Oh, My Aching Back -- and Wrist, Shoulder, Elbow

November 22, 1994|By MICHAEL K. BURNS

Repetitive-motion injuries in the workplace are costing this country more than $120 billion a year in lost work time and medical or rehabilitative treatment. These musculoskeletal ailments account for 60 percent of newly reported occupational illness, nearly 400,000 cases a year.

Carpal-tunnel syndrome, tennis elbow, tendinitis, shoulder and rTC back problems are ever more common examples of this rapidly growing category of worker disability. Inflamed nerves or deadened nerves from these rapid repeated motions over time can result in a secretary unable to type a single keystroke without sharp pain, a poultry processor unable even to grip a knife.

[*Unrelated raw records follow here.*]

PR #125, opened 2015-09-26
Test more elixir versions using travis

meadsteve:
Including 1.1.0 & otp 18

PR #126, opened 2015-09-26
Remove underscores from used variables in exception rule

meadsteve:
Found this mistakes when running #125 against elixir 1.1.0.


lpil:
Huh, those shouldn't have been underscored. Good change.

PR #127, opened 2015-09-26
Update travis test dependencies

timbuchwaldt:


timbuchwaldt:
So - this works for Elixir 1.1.0 now  (although a bit hacky). Do you want to still support 1.0.x, @lpil ? 
I would otherwise refactor this a bit. Supporting 1.0.x probably needs some more magic pattern matching to detect the new output of tokenize.

timbuchwaldt:
Haha nice. Should have checked the other PRs first m(

lpil:
Oh dear. I guess this is what we get for making bits of the compiler hard dependencies... ;)

I've not had time to look into this, but we'll find a resolution soon. I'd like to maintain compatibility with all supported versions of Elixir.

lpil:
@rrrene fixed it before I even got to a computer! :dancer: 

Could you rebase please?

Issue #1035, opened 2017-03-23
Broken indentation when selecting parent page


phideas:
Using long Titles in pages breaks the indentation in list when selecting parent page
making it hard for user to search for parent page.
http://imgur.com/a/8GLan

Suggestion: indent list items with `padding-left` css instead multiple `&nbsp;`

phideas:
Other related issue is too much potential parent pages in list. I can have a blog or web with 100s of pages but wanna see only 12 relevant pages (first 2 levels) as possible parent pages. It would make the list much more clear and easy to select parent. 

Suggestion: implement an option to limit parent pages in list by level depth.

Issue #941, opened 2017-01-20
Can't scroll in "Parent Page" select when too much pages are created 


saxinte:
Hello Grav Team :)

I just found that if you have too many pages created in your Grav App (I have more than 200 pages), then you can't found them within the "Add page" feature in the Admin panel.

Tested with Grav 1.0.10 and Grav Admin 1.0.10: bug is present
Tested with Grav 1.1.13 and Grav Admin 1.2.8: bug is present

How to replicate:
- Create a subfolder within your app in `/user/pages/a` http://imgur.com/tMe3Xyb
- Add 200 pages in it.
- Open the admin, then click on "Pages" on the Left Hand Panel.
- Click "Add Page" at the top-right.
- In the "Parent page" select, try to access a page that is not inside this `a` folder. It's impossible.

I used `a` folder in order to have all those pages displayed at the top of the "Parent page" select. Pages above can't be reached.

I can find my page in typing it directly but it's hard to find it. It's also very laggy because of the amount of DOM node here. A better solution would be either a real `<select>` element or to be able to look for a given path, not the page title.

I've added a screenshot and a video to show you the issue (In the video I show you that I only see the pages within the `/a`folder - I can't access other pages)

- Pages: http://imgur.com/tMe3Xyb
- Video: http://imgur.com/QxLKSxX

Thanks,
Sebastien

phideas:
**Feature request:**
I can confirm this issue is a real problem. As the number of website pages grows, it is getting hard to select parent when trying to add new page. I think a new aproach to select parent is needed here. I do not know the right answer to this problem, but something that would show only the requiered top levels is needed.

rhukster:
What browser is this?  I'm trying the parent dropdown with the latest release and it's fine even with 1000+ pages.

phideas:
Sorry for confusion. Can't recreate this bug either. My complain is related to UX when a lot of pages in list makes it hard for user to quickly select parent. Gonna create a feature request.

saxinte:
Hello guys, sorry being away for long, I was busy working on other stuff.
I just updated to Grav 1.2.2 and Admin 1.3.3 and even if the way Grav displays the pages and child, the issue is still their.

I've recorded a video to show you the issue. Basically, I can see my page from Alphabetic Order with the parent page and the modules within. But when I reach the end of the scroll I don't see the remaining pages.

The search page works if I'm start typing a page which is fine, but not the scroll.
[...]

Issue #906, opened 2016-12-29
New Page Dialogue Slow to Select Parent


trst:
I have a blog with a few hundred posts (and growing) set as children to the home page. When creating a new Post, the drop down for `Parent` takes ages to load and has an adverse affect on the UI of the form. Performance is fine until the drop down is active.

I can think of a few work arounds:

1. Limit how many pages are available before searching or using a plain text input
2. Providing some mechanism to designate pages that can be parents (explicitly in frontmatter, perhaps?)
3. Allowing some way of creating a page directly under a specified parent (perhaps as an interface plugin to add another button)

Thoughts?

flaviocopes:
I tested with 400+ pages and beside a slower loading of Admin (1.5s vs 0.7 with a few pages), to me the select opens quite fast (maybe 200ms of delay). On Firefox. Can you make a small screencast? Which browser are you using?

Anyway determining which pages can be parents, is a good idea to me, for example for a blog I'd never (or almost never) use a blog post as a parent. Maybe limited to some page types (e.g. I choose a blog post (`Item`), the parent must be a `Blog` page.

trst:
I've been testing from both Safari on macOS (El Capitan) and Mobile Safari
(iPhone 6+ and iPad Pro 12.9"). I'll check in other browsers shortly,
perhaps I'll check to make sure I'm not experiencing some strange caching
issue.

Issue #902, opened 2016-12-24
Feature request: a way to constrain the options for the parent page in the new page dialogue


SarahBaghdadi:
- So that users can't accidentally put pages where they don't belong.
- To simplify the new page dialogue.

PR #1298, opened 2017-12-24
Limit Parents Levels

hugoaf:
The main beneffit of this PR is to improve the parent selection when you have many pages.

This PR will add a field in blueprint and a limit var to the `parents` field in order to limit the levels of parents to show in admin forms. The parent levels limit filter was already implemented in `pages` field, so there was not much to change to make it work.

Solves part or act as a workarround for these issues:
#735, #902, #906,  #941, #1035 

In the future, this might be improved adding low and high level limits. Also having parents filter by page type would be great, or even adding a header `parent: false` by page basis. But for now this PR helps.

### DIFF
--- a/blueprints.yaml
+++ b/blueprints.yaml
@@ -157,6 +157,12 @@ form:
         folder: Show folder
         fullpath: Show fullpath
 
+    pages.parents_levels:
+      type: text
+      label: Parents Levels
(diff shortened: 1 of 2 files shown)


rhukster:
Thanks, will be in next release

Issue #1024, opened 2017-03-16
"Array to string conversion" exception when saving a page with field type "pages" and "multiple: true"


benface:
Tested on new installs of
- Grav v1.1.17 - Admin v1.2.14
- Grav v1.2.0-rc.1 - Admin v1.3.0-rc.1

Environment:
- macOS 10.12.3
- Safari 10.0.3
- localhost (with MAMP PRO)
- PHP 7.1

Repro steps:
1. Install Grav with the admin plugin.
2. Open `system/blueprints/pages/default.yaml` (just for speed, but I can reproduce the bug with a page blueprint found in a theme as well)
3. In the `content` tab, add this field (line 38):
```
            header.content.items:
              label: Pages
              type: pages
              multiple: true
```
4. Edit the Home page through the admin panel.
5. In the "Content" tab, scroll to the bottom and enter "Home" in the "Pages" field. Select the Home page from the dropdown so it becomes a token in the input.
6. Try to save the page.

Expected result: No error.
Actual result:
```
Whoops \ Exception \ ErrorException (E_NOTICE)
Array to string conversion
```

This does not happen if the field doesn't have `multiple: true`. I also tried adding `validation: type: array` but it doesn't fix it.

benface:
Update: This error doesn't occur when
```
validation:
  type: commalist
```
is added to the field in the blueprint.

rhukster:
FYI, you shouldn't be modifying the system blueprints.  If you want to add a field you should do it with an override. Look at the antimatter theme in the `blueprints/pages` folder for some relevant examples.

benface:
I know, this happens when doing it in a theme as well. So this is not considered a bug? I think at least the error message could be a little more helpful.

rhukster:
hmm.. I guess we could auto-handle forcing comma list in pages field when multiple is true.. I'll open her up again.

baublet:
Can confirm that this is a bug, and that adding:

```
validate:  # NOT `validation`
  type: commalist
```

to the field in question **does** seem to work for my case. The field in its entirety being:

```
            header.associated_products:
              type: pages
              multiple: true
              label: Products applicable for this warranty
              validate:
                type: commalist
```

To reproduce the exception OP was talking about, just remove the two lines beginning at `validate` and try to save the page.

Amorfx:
I have the same problem with filepicker or pagemediaselect when saving i've got this error.
`
header.brand.img_nav.:
              label: Image nav
[...]

PR #1364, opened 2018-03-03
Add support for 'default' and 'options' for taxonomy field

pshe94:
With this patch user can override in blueprint the taxonomy field to add custom taxonomy values in `default` and `options` attributes.
There is only one catch - when overriding default taxonomy field, with both `default` and `options` attributes, you need to add `validation` attribute with `type: commalist`, as shown in example below. Otherwise, after first save Grav will throw an error at top of the page `Array to string conversion`, and page won't be saved. But after second try, it will be successful. I haven't found why this happens, but adding validation fixes it. I'm guessing that it might be related to #1024.

```
taxonomies:
  fields:
    header.taxonomy:
      default:
        category: ['blog','page']
        tag: ['test']
      options:
        category: ['grav']
      validate:
        type: commalist
```


rhukster:
Nice improvement 👍

Genenenenaam:
Just what i was looking for GREAT :)

Do add this info to the documentation please

PR #1405, opened 2018-03-30
Proposed new Event onAdminLogin

ricardo118:
this PR proposed a new event `onAdminLogin` this can be particularly useful for plugins that require a one time processing Event after the user has been authenticated successfully.

### DIFF
--- a/classes/admin.php
+++ b/classes/admin.php
@@ -410,7 +410,8 @@ class Admin
 
             unset($this->grav['user']);
             $this->grav['user'] = $user;
-
+            
+            $this->grav->fireEvent('onAdminLogin');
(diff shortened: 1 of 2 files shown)


rhukster:
I like this idea, but a `UserLoginEvent` object should be passed like the `onUserLogin` event in login plugin

```
            $event = new UserLoginEvent($event->toArray());
            $grav->fireEvent('onUserLogin', $event);
```

This will give access to data that could prove very useful for any plugin wanting to take advantage of the `onAdminLogin` event.

ricardo118:
i tried adding what you mentioned, and importing the userloginevent but i still dont know what do and the error on `$event->toArray()`

rhukster:
Admin now uses standard login events.

PR #1410, opened 2018-04-02
Fix collapsed noncollapsible list fields

newbthenewbd:
The value of `field.collapsed` seems to be true even in the case of collapsible fields, making noncollapsible fields collapsed by default, with no way to expand them. According to a quick test I've done, this should fix that.


newbthenewbd:
Actually, there's a deeper issue with this, as the collapsible fields now randomly appear expanded, yet their buttons are set the other way around... At least this serves as a somewhat better issue trace than the Slack chat log :upside_down_face:

newbthenewbd:
Here we go, should be good now.

PR #1415, opened 2018-04-05
Update blueprints.yaml

andrewvaca:
Missing "step" attribute for quality causing Safari browser (I didn't test it on other browsers) uses default step "1" and invalidate the quality input due the default input value is 0.8. This is preventing whole form from submit. Adding the step attribute fixes the bug.


mahagr:
Looks like valid fix, cc @rhukster

PR #1422, opened 2018-04-12
Small addition to make rows stand out better on hover

rexfordkelly:
Added a darker background to rows on hover, to ensure they stand out better. Added a new "$row-hover" variable and updated a few styles to use it.


rhukster:
Why not just change the lines:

Once confined to assembly-line, construction and meat-packing jobs, the occurrences of repetitive motion, or repetitive strain, injuries have ballooned with the proliferation of computers in the office workplace over the past decade.

Only now is the federal government getting around to proposing worker-safety regulations to stem this increasingly costly, devastating type of disability.

While the federal Occupational Safety and Health Administration has cited and fined a number of companies for recurring repetitive-motion injuries, there is still no legal standard for ergonomic safety and health in the workplace. (Ergonomics is the science of adapting work, working conditions and job equipment to human characteristics.)

Nor is there any generally accepted standard for ergonomic equipment, although several European countries have adopted such standards. That has complicated the employers' dilemma in addressing these known workplace ailments: They may lack the expertise to make proper decisions on buying ergonomically designed equipment to solve specific problems.

But experts have long known what kinds of remedies are available beyond individually adjustable equipment and furniture: short work breaks and exercises, mixes of tasks, a less-stressful work pace, minimizing tool vibration and eliminating awkward working positions.

These are the areas addressed by the new OSHA guidelines that require employers to examine all jobs for risk factors and to take prompt corrective action for identified problem jobs.

Each job may have its own ergonomic problem to be fixed; the size or shape of the individual worker also affects what needs to be done to reduce repetitive body stress at a particular job. There is no one-size-fits-all solution, much to the dismay of employers bent on standardization of the workplace.

And that has led to an expected battle between companies and OSHA over final adoption and implementation of the proposed rules. While companies are losing $100 billion in lost work time and $20 billion or more from treating repetitive-motion injuries each year, they have been quick to dig in their heels at the prospect of more government paperwork and greater expense for an uncertain result.

The OSHA rules would force employers to review their employee records to see if these kinds of disorders have occurred in the last two years, to evaluate the problem jobs and make corrections, and to conduct similar annual reviews in the future. Medical management programs would be required, with employee access to prompt treatment for such injuries, workers would have to be trained to avoid these occupational hazards.

Because of OSHA and labor-union pressures, many large corporations already have even stricter ergonomic programs in place. They include the Big Three U.S. automakers, telephone companies, food processing firms and the big meat and poultry concerns.

Increasing numbers of workers afflicted with repetitive-motion injuries are losing their jobs because surgery or rehabilitation are not successful enough to allow them to resume their tasks. In many cases, the employer does not have light-duty alternative jobs in which to place these employees.

Office workers have become more aggressive in going to court as a result of their injuries, suing employers and manufacturers of equipment and furniture for poor ergonomic workplace designs.

The responses of employers have varied considerably. Some have ignored the problem or fought worker-compensation claims for such injuries.

Some, like the Marada Industries auto-parts plant in Westminster, have tried pre-work warm-up exercises as part of a program to avoid assembly-line injuries. Many employers have made surveys of their office equipment and lighting with an eye to improve working postures of clerical employees. Some give employee-training classes.

The General Motors plant in Baltimore went on strike three years ago because of increased repetitive-motion injuries, which the labor union tied to an accelerated assembly-line work pace. It's not just a question of adapting equipment and posture, experts say, but also of providing relief for the body from unceasing repetitive-motion work.

The sweeping OSHA proposal, which could affect 125 million workers, will likely take two years or more to go into effect, and even then with changes. The agency began the process five years ago.

But smart employers will take the cue today and rethink how workplaces and jobs could be changed to minimize this increasing risk for their workers and their own productivity. Business needs to come up with answers soon to this $120 billion question.

Michael K. Burns writes editorials for The Baltimore Sun.